Seeing France take up the issue does not reassure them, however. In any case, these practitioners follow the debates with great attention. Moreover, one point particularly bothered them in the government’s initial project: the notion of vital prognosis undertaken in the short or medium term. It was finally modified in a special committee by “advanced or terminal condition“, which would broaden the range of people eligible for this assistance in dying. Will there be fewer French requests if the text is adopted? That is their wish.

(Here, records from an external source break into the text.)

PR #1751, opened 2019-10-14
Cleaning

Pamplemousse:
Some miscellaneous and minor cleaning around `ReachingDefinitionsAnalysis`.

### DIFF
--- a/tests/test_function_manager.py
+++ b/tests/test_function_manager.py
@@ -1,45 +1,53 @@
 import nose
-import angr
-from angr.utils.constants import DEFAULT_STATEMENT
+import os
+
 from archinfo import ArchAMD64
 
-import logging
-l = logging.getLogger("angr.tests")
+import angr
+from angr.utils.constants import DEFAULT_STATEMENT
 
-import os
-test_location = os.path.join(os.path.dirname(os.path.realpath(__file__)), '..', '..', 'binaries', 'tests')
+TEST_LOCATION = os.path.join(os.path.dirname(os.path.realpath(__file__)), '..', '..', 'binaries', 'tests')
 
 
 class TestFunctionManager:
     @classmethod
     def setup_class(cls):
-        cls.PROJECT = angr.Project(os.path.join(test_location, "x86_64", "fauxware"))
+        cls.project = angr.Project(os.path.join(TEST_LOCATION, "x86_64", "fauxware"))
 
 
     def test_amd64(self):
-        EXPECTED_FUNCTIONS = { 0x4004e0, 0x400510, 0x400520, 0x400530, 0x400540, 0x400550, 0x400560, 0x400570,
+        expected_functions = { 0x4004e0, 0x400510, 0x400520, 0x400530, 0x400540, 0x400550, 0x400560, 0x400570,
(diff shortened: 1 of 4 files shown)


ltfish:
I think these changes are good.

@twizmwazin angr CI fails to build. My gut feeling is that the test discovery mechanism does not like the new `tests/analyses/test_xxx.py`. Can you please take a look at it?

twizmwazin:
> 
> 
> I think these changes are good.
> 
> @twizmwazin angr CI fails to build. My gut feeling is that the test discovery mechanism does not like the new `tests/analyses/test_xxx.py`. Can you please take a look at it?

I'll look at it this week. The test discovery that is failing here has been re-written for nightly CI, and uses nose2's test discovery.

ltfish:
@twizmwazin thanks!

ltfish:
@twizmwazin Any progress?

tests/test_function_manager.py
```diff
@@ -9,10 +9,9 @@
 import os
 test_location = os.path.join(os.path.dirname(os.path.realpath(__file__)), '..', '..', 'binaries', 'tests')
 
+PROJECT = angr.Project(os.path.join(test_location, "x86_64", "fauxware"))
```
twizmwazin: We should not be creating objects like this in the global scope, these will end up getting wastefully evaluated many times. Nose supports pre and post functions though for the purpose of minimizing redundant code.

twizmwazin:
> @twizmwazin Any progress?

So the issue seems to be the pickled files, more specifically that there are now subdirectories or `tests/`. I can hackily patch this tonight so that we can merge this PR, and it should be fixed automatically when nightly build CI is merged in, since that test discovery is from nose2.

rhelmot:
Please remove the subdirectories from tests.

twizmwazin:
https://dev.azure.com/angr/angr/_build/results?buildId=749&view=results

Tests ran, one failure that I think is unrelated.

tests/test_function_manager.py
Pamplemousse: I was not trying to minimize redundant code, I was trying to minimize redundant runs.
Did not see the point of reloading the project at each function...

Can you explain why this would get evaluated many times?

Pamplemousse:
So, ended up using [`setup_class`](https://nose.readthedocs.io/en/latest/writing_tests.html?highlight=setup_class#test-classes) to run the setup of the project once for all tests.

rhelmot:
The subdirectories bit is that we have several mechanisms of test discovery that have been used in the past and the one that I've taught to a lot of people is that all tests are accessable as `tests/test_*.py`. It's just social inertia.

The project bit is that the project load will then be done at testcase discovery time (the build step) and therefore bugs can prevent any other testcases from running. If you think project load is too slow to be run every time, turn off auto load libs. Realistically, it should be off for as many testcases as won't break without it.

ltfish:
@rhelmot Regarding the subdirectories, let's discuss offline.

ltfish:
Hey @Pamplemousse can you take out the tests refactor for now? We plan to do it as a separate PR. @rhelmot will draft a design document first.

Pamplemousse:
Thanks @rhelmot , @ltfish for discussing this.
Will update the PR to respect the current structure in the near future :)

ltfish:
Merged. Thanks!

France would like to legalize assisted suicide with “euthanasia exception”, in other words, it is up to the patient to administer the lethal substance themselves. Michèle Morret-Rauis warns, she hopes that patients will benefit from injections and not from drinking solutions.

“If they don’t swallow quickly enough in the middle of the bottle, they fall asleep,” she describes, “and then they wake up. So a doctor has to be there to inject them with something, because there may be hiccups.”

Michèle Morret-Rauis

at franceinfo

The French text provides for the presence of a health professional but this will perhaps not prevent certain controversies as in Belgium. Even recently, at the end of last year, the euthanasia of a woman in her thirties did not work. She was finally suffocated with a cushion. An investigation is underway.